Durante esta etapa, en específico durante el siglo XIX, los humanos de las generaciones que se han sucedido desde entonces se han sumado a la discusión de cuál es el mejor método de enseñanza, imponiéndose casi siempre el modelo de educación prusiano, el cual dictamina que es el Estado el que debe encargarse de que el sistema funcione, así como de los parámetros bajo los cuales funciona.

Así mismo, desde la segunda mitad del siglo XX se ha venido discutiendo también la necesidad de considerar la Educación como un Derecho Humano, categoría que obligaría a las distintas instituciones y gobiernos a propiciar recursos, centros y métodos, para que todos los niños y –en algunos casos- adultos cuenten con los medios necesarios para adquirir una Educación que les dote de herramientas para afrontar y sobrevivir al mundo en donde les toca desenvolverse. Es así como en el año 1966, la Organización de Naciones Unidas (ONU) da un paso al frente reconociendo la Educación como un Derecho, a través del artículo 13 del Pacto Internacional de Derechos Económicos, Sociales y Culturales, lo que ha hecho que cada día sean más los estados que consideran su obligación impartir educación a sus pueblos, al menos la educación básica y secundaria, quedando todavía en discusión cómo asumir la Educación universitaria, si desde la Universidad privada, o la Universidad pública.

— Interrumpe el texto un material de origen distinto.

PR #371, opened 2016-03-01
Ensure non submitted nested properties (JSON) are not in the instanciated

noirbizarre:
This PR is the missing part of #328 and fixes the case of nested object (non)instanciation on creation when the data is optionnal and non present (main case: checksum on resources)


davidbgk:
r+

De igual forma, el siglo XXI se inauguró con el debate de cómo debe afrontar la Educación el advenimiento de las nuevas tecnologías, así como de los nuevos espacios y las características de las nuevas generaciones, en un proceso que intenta dejar atrás antiguos método educativos, para apostar a otros un poco más empíricos, como el método Montessori, o de estrategias mucho más dinámicas, lúdicas y tecnológicas.